Exercise description: Return each line below holding the string "hostFallbackMode".

(Data shown begins)

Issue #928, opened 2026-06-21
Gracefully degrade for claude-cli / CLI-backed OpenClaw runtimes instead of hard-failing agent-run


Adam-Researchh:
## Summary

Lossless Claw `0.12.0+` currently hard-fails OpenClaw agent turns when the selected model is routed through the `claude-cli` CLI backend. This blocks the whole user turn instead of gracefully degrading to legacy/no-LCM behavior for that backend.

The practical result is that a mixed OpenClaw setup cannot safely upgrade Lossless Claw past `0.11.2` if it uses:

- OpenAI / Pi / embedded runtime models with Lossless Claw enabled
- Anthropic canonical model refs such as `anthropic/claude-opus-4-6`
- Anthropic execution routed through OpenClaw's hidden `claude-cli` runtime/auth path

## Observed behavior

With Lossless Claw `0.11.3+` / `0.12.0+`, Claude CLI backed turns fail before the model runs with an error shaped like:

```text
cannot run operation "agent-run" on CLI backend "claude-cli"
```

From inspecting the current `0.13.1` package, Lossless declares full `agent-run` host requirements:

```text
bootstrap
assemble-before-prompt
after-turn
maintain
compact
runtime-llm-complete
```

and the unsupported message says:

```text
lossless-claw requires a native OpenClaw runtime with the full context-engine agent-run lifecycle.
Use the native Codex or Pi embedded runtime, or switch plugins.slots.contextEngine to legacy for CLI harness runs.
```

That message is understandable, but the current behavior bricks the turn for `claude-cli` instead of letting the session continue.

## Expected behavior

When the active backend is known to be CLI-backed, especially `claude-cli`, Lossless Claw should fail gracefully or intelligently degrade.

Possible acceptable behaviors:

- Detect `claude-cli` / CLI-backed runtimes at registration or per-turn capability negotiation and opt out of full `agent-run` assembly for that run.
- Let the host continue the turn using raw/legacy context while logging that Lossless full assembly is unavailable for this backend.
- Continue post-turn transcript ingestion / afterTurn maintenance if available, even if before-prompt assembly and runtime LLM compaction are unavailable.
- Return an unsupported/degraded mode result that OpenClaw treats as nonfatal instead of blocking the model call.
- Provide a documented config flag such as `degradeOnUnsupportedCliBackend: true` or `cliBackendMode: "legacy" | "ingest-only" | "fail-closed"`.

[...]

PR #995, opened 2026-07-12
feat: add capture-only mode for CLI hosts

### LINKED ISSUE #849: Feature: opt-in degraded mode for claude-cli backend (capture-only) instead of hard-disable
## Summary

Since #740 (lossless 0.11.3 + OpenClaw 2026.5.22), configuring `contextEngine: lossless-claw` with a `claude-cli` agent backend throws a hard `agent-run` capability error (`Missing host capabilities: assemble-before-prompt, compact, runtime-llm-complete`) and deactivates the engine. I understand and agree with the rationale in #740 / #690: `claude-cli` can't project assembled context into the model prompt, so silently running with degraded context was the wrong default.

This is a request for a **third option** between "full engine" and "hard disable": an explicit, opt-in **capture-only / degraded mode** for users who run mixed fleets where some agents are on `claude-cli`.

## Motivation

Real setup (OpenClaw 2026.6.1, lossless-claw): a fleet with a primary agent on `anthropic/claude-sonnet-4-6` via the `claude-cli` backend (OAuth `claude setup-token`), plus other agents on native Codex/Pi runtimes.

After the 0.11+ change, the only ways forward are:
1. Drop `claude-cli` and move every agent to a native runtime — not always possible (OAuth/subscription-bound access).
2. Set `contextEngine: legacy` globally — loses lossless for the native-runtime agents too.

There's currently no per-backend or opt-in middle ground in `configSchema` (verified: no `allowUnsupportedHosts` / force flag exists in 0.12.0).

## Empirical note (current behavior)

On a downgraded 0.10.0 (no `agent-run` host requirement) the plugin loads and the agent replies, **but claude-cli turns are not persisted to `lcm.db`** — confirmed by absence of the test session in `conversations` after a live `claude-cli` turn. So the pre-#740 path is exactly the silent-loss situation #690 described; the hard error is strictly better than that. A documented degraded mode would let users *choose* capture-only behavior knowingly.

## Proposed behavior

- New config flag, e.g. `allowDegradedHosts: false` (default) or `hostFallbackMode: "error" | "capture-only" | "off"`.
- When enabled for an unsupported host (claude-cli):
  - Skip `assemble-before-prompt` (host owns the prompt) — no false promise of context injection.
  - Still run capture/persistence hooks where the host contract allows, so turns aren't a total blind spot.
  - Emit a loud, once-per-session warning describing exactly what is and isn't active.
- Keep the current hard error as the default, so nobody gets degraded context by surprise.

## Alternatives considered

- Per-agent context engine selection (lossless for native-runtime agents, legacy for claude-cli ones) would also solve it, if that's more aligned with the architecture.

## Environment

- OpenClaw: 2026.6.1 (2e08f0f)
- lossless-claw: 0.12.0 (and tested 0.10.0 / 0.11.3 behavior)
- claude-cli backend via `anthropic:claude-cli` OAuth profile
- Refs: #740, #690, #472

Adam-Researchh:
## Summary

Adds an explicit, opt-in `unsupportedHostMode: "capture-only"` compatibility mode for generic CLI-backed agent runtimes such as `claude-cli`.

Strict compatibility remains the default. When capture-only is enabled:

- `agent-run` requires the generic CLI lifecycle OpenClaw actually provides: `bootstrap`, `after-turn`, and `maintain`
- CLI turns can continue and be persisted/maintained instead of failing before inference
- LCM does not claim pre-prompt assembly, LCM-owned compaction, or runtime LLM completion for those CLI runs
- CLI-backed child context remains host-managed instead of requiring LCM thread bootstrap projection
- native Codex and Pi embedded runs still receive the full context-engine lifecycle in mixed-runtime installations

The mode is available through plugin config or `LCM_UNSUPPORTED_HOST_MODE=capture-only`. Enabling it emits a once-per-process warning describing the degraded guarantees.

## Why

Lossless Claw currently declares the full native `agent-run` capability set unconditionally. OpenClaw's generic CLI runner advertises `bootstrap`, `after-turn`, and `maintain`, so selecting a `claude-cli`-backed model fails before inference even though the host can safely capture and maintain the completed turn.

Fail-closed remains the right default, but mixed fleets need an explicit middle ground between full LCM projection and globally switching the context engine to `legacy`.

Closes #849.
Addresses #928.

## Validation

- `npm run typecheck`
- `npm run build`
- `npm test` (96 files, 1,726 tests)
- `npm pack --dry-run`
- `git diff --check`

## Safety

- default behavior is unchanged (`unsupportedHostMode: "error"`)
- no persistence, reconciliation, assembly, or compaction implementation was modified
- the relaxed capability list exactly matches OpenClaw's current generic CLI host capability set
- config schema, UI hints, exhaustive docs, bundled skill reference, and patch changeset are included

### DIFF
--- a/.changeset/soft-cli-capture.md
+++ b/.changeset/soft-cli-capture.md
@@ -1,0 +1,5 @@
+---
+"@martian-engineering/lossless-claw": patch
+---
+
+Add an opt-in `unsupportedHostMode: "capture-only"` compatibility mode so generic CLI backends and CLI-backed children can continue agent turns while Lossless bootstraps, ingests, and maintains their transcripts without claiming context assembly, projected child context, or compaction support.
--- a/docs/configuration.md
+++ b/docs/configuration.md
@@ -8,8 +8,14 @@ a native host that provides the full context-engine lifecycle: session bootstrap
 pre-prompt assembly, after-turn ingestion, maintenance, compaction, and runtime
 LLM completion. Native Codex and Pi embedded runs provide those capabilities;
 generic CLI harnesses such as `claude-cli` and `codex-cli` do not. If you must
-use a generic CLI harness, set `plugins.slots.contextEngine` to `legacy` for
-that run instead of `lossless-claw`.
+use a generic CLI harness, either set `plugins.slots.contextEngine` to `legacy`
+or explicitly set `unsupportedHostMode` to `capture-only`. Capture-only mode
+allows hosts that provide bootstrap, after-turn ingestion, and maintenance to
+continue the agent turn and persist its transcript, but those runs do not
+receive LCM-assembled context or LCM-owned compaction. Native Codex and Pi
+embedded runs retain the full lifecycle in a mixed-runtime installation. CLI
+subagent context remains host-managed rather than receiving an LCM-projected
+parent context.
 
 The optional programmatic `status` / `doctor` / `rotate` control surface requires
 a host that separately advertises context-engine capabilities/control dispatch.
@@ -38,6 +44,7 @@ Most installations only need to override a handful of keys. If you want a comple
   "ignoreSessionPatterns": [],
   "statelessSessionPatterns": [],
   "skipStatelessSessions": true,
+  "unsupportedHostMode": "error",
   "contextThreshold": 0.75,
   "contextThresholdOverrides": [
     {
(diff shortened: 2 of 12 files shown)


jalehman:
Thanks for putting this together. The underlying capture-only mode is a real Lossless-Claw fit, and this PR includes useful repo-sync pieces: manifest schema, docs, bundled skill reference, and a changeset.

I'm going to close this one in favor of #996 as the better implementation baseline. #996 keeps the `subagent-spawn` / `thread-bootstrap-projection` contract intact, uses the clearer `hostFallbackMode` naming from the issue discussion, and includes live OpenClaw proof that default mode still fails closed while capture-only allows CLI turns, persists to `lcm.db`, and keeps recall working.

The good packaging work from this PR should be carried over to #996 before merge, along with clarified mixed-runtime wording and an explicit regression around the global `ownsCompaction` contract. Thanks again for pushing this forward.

(Data shown ends)

Written solution:
- New config flag, e.g. `allowDegradedHosts: false` (default) or `hostFallbackMode: "error" | "capture-only" | "off"`.
I'm going to close this one in favor of #996 as the better implementation baseline. #996 keeps the `subagent-spawn` / `thread-bootstrap-projection` contract intact, uses the clearer `hostFallbackMode` naming from the issue discussion, and includes live OpenClaw proof that default mode still fails closed while capture-only allows CLI turns, persists to `lcm.db`, and keeps recall working.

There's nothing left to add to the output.